We can use the code coverage as an allow-list for the mutation testing, basically saying which parts of code we consider tested and are ready to be mutated. It works sort of like double-entry bookkeeping, we have two independent ways to check if our tests are good, and if they're not, we can see where they're lacking. If we try to inflate the code coverage by marking code as covered which is not tested, the mutation testing will catch it immediately.
Use code coverage as opt-in for mutation testing
This principle allows us to opt in to mutation testing as we're increasing the coverage, and we can now use the coverage as a guide to see which parts of the code are not tested at all.
In our case, we'll use --only-covered
Infection flag:
Our Calculator
was not mutated here because we've explicitly said our tests are not testing it, meaning we can now judge the code coverage percentage as a more accurate representation of what's actually tested.
Conclusion
Testing is hard. Judging how well we test is harder.
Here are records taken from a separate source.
PR #87, opened 2020-12-06
#175634772 vendor update information for verification

tobieeniafe:
#### What does this PR do?
Allows a  vendor to update their information for verification

Allows a  vendor to update their information for verification

#175634772

### DIFF
--- a/server/controllers/user.controllers.js
+++ b/server/controllers/user.controllers.js
@@ -14,6 +14,7 @@ import {
   upgradeUserToEditor,
   downgradeEditorToUser,
   getAllVendors,
+  updateVendor,
 } from '../services/user.service';
 import { sendMail } from '../services/mailer.service';
 import EMAIL_CONTENT from '../../mailer';
@@ -201,6 +202,18 @@ const UserController = {
           pagination,
           result,
         });
+      })
+      .catch((error) => next(error));
+  },
+
+  updateVendor(req, res, next) {
+    const updatedVendor = req.locals;
+    const vendorId = req.user._id;
+    updateVendor({ updatedVendor, vendorId })
+      .then((vendor) => {
+        res
+          .status(httpStatus.OK)
+          .json({ success: true, message: 'Vendor information updated', vendor });
       })
       .catch((error) => next(error));
   },
--- a/server/controllers/user.controllers.js
+++ b/server/controllers/user.controllers.js
@@ -245,10 +245,10 @@ const UserController = {
     const updatedVendor = req.locals;
     const vendorId = req.user._id;
     updateVendor({ updatedVendor, vendorId })
-      .then((vendor) => {
+      .then((user) => {
         res
           .status(httpStatus.OK)
-          .json({ success: true, message: 'Vendor information updated', vendor });
+          .json({ success: true, message: 'Vendor information updated', user });
       })
       .catch((error) => next(error));
   },
--- a/server/schemas/user.schema.js
+++ b/server/schemas/user.schema.js
@@ -11,14 +11,26 @@ const phone = Joi.string().allow(null, '').optional().default('');
 const requiredString = (label) => Joi.string().label(label).required();
 const optionalString = (label) => Joi.string().label(label).optional();
 
-const vendor = Joi.object().keys({
-  companyName: optionalString('Company Name'),
-});
+const directors = [
+  {
+    name: optionalString('Name'),
+    isSignatory: Joi.boolean().label('Signatory').optional(),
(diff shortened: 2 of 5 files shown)


server/schemas/user.schema.js
```diff
@@ -11,14 +11,26 @@ const phone = Joi.string().allow(null, '').optional().default('');
 const requiredString = (label) => Joi.string().label(label).required();
 const optionalString = (label) => Joi.string().label(label).optional();
 
-const vendor = Joi.object().keys({
-  companyName: optionalString('Company Name'),
-});
+const directors = [
+  {
+    name: optionalString('Name'),
+    isSignatory: Joi.boolean().label('Signatory').optional(),
```
andela-hpopoola, line 17: This can be abstracted into a function like the optionalString function above. 

```js
const optionalBoolean = (label) => Joi.boolean().label(label).optional();
```

We might need to abstract these functions into a `schema-helper.js` file to ensure that we can easily reuse them later.

andela-hpopoola (changes requested):
Nice implementation. I think we need the test for this so that we can merge asap.

server/schemas/user.schema.js
```diff
@@ -12,21 +12,21 @@ const requiredString = (label) => Joi.string().label(label).required();
 const optionalString = (label) => Joi.string().label(label).optional();
 const optionalBoolean = (label) => Joi.boolean().label(label).optional();
 
-const directors = [
-  {
+const directors = Joi.array().items(
```
andela-hpopoola, line 15: Nice one. Seeing the changes made me realize that the change was necessary. It looks like the test forced you to catch this 😛

test/controllers/user.controller.test.js
```diff
@@ -1666,6 +1666,112 @@ describe('User Controller', () => {
         });
       });
     });
+
+    describe('Add comment to vendor info', () => {
```
andela-hpopoola, line 1670:
```suggestion
    describe('Update vendor info', () => {
```

server/controllers/user.controllers.js
```diff
@@ -239,6 +240,18 @@ const UserController = {
...
   },
+
+  updateVendor(req, res, next) {
+    const updatedVendor = req.locals;
+    const vendorId = req.user._id;
+    updateVendor({ updatedVendor, vendorId })
+      .then((vendor) => {
+        res
+          .status(httpStatus.OK)
+          .json({ success: true, message: 'Vendor information updated', vendor });
```
andela-hpopoola, line 251: Let's return this as a user so that we can have something like `user.vendor` and not `vendor.vendor` to get vendor specific information. 
```suggestion
          .json({ success: true, message: 'Vendor information updated', user });
```

It will also make the tests more readable. Having 2 vendors can be confusing:
```js
expect(res.body.vendor.vendor.companyAddress).to.be.eql(data.companyAddress);
```

Please note that some tests might fail when you update this so ensure you update the tests too.

test/controllers/user.controller.test.js
```diff
@@ -1666,6 +1666,112 @@ describe('User Controller', () => {
...
+              expect(res.body.vendor.vendor.companyName).to.be.eql(vendorUser.vendor.companyName);
+              expect(res.body.vendor.vendor.accountNumber).to.be.eql(data.accountNumber);
+              expect(res.body.vendor.vendor.companyAddress).to.be.eql(data.companyAddress);
+              expect(res.body.vendor.vendor.socialMedia.length).to.be.eql(data.socialMedia.length);
+              expect(res.body.vendor.vendor.directors.length).to.be.eql(data.directors.length);
+              done();
+            });
+        });
+      });
+
```
andela-hpopoola, line 1736: Can we add another test to be sure that we can update each of the fields one by one. Here is the implementation I came up with:

```js
      context('updating a single field', () => {
        Object.keys(data).map((field) => {
          it('returns updated vendor', (done) => {
            request()
              [method](endpoint)
              .set('authorization', vendorToken)
              .send({ [field]: data[field] })
              .end((err, res) => {
                expect(res.body.message).to.be.eql('Vendor information updated');
                expect(res.body.vendor._id).to.be.eql(vendorId.toString());
                expect(res.body.vendor.vendor).to.have.property(field);
                done();
              });
          });
        });
      });
```

Note: I used `.to.have.property` because you have already tested for the right values in the test above 😉

andela-hpopoola (approved):
Thank you for working on this. I am approving this because I have resolved the most important test. Feel free to merge when you fixed everything. Thank you and Nice work.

When we start using a metric like the code coverage percentage as our ultimate quality goal, we're optimizing for lying to ourselves about the state of our codebase quality instead of actually measuring it.
We should strive to make the code coverage more accurate (not just as high as possible), we can keep ourselves honest about it by using mutation testing as an unbiased second opinion on how well our tests are actually testing the code.